Non-parametric tests (Mann–Whitney U-test) were used due to the small sample size. Results with p < 0.05 were considered significant and given as median ± IQR. All analyses were performed with R software version 3.5.1 (R Foundation for Statistical Computing, Vienna, Austria) [93].

5. Conclusions

By describing 23 novel CLCN5 mutations, this study extends the allelic heterogeneity of DD1. Our results on DD1 kidney biopsies provide evidence that ClC-5 is lost in PTCs, and this, in turn, leads to a defective trafficking of megalin and cubilin in these cells.

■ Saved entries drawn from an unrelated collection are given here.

PR #12371, opened 2024-05-14
ci(github): js script GITHUB_TOKEN check

karliatto:
## Description
Checking and making sure the script is using the proper GITHUB_TOKEN

### DIFF
--- a/.github/workflows/release-connect-npm-init.yml
+++ b/.github/workflows/release-connect-npm-init.yml
@@ -44,6 +44,7 @@ jobs:
           git config --global user.name "trezor-ci"
           git config --global user.email "${{ secrets.TREZOR_BOT_EMAIL }}"
           gh config set prompt disabled
+          gh api /user --jq .login
           node ./ci/scripts/connect-release-init-npm.js ${{ github.event.inputs.semver }}
         env:
           GITHUB_TOKEN: ${{ secrets.TREZOR_BOT_TOKEN }}
--- a/ci/scripts/connect-release-init-npm.js
+++ b/ci/scripts/connect-release-init-npm.js
@@ -47,6 +47,16 @@ const findIndexByCommit = (commitArr, searchString) =>
     commitArr.findIndex(commit => commit.includes(searchString));
 
 const initConnectRelease = async () => {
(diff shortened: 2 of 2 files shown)


.github/workflows/release-connect-npm-init.yml
```diff
@@ -44,6 +44,7 @@ jobs:
           git config --global user.name "trezor-ci"
           git config --global user.email "${{ secrets.TREZOR_BOT_EMAIL }}"
           gh config set prompt disabled
+          gh api /user --jq .login
```
karliatto, line 47: I think this should log the user that is being used here.

ci/scripts/connect-release-init-npm.js
```diff
@@ -47,6 +47,16 @@ const findIndexByCommit = (commitArr, searchString) =>
     commitArr.findIndex(commit => commit.includes(searchString));
 
 const initConnectRelease = async () => {
+    console.log('Using GitHub Token:', process.env.GITHUB_TOKEN ? 'Yes' : 'No');
+
+    if (process.env.GITHUB_TOKEN) {
+        // Making sure we use the proper GITHUB_TOKEN
+        exec('gh', ['auth', 'setup-git']);
+        exec('gh', ['config', 'set', '-h', 'github.com', 'oauth_token', process.env.GITHUB_TOKEN]);
+    } else {
```
karliatto, line 56: It was not required before to do anything like this in the script to be able to use the proper user but maybe since we have made different configurations might be required now?

.github/workflows/release-connect-npm-init.yml
vdovhanych: Yes, but for the GH tool it's used correctly. It seems like it's not used correctly for the running script. 

the user that created the pull request was in fact trezor-ci so maybe my assumption was bad about the wrong credentials.

vdovhanych (approved):

.github/workflows/release-connect-npm-init.yml
karliatto: I see.
Is it possible that now some sort of environment is required? 
I am trying to think in terms of auth, what have changed, since this workflow with almost same script has been working for long time and now it does not work.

Using WES to investigate DD3 patients, we did not identify the supposed third Dent disease-causing gene. Instead, our study suggests that likely pathogenic variants in genes encoding components of the endocytic apparatus of tubular cells (megalin, cubilin, NHE3, and NHE-RF3) may have determined DD3 phenotypes. However, except for one patient in whom we identified a known monogenic disease, in the other patients, the presence of variants in more than one gene related in functional networks suggest that we are probably facing oligogenic disorders. Furthermore, our study suggests that DD3 patients are a pool of patients with DD-like phenotypes, which may present atypical phenotypes of known hereditary nephropathies or blended phenotypes.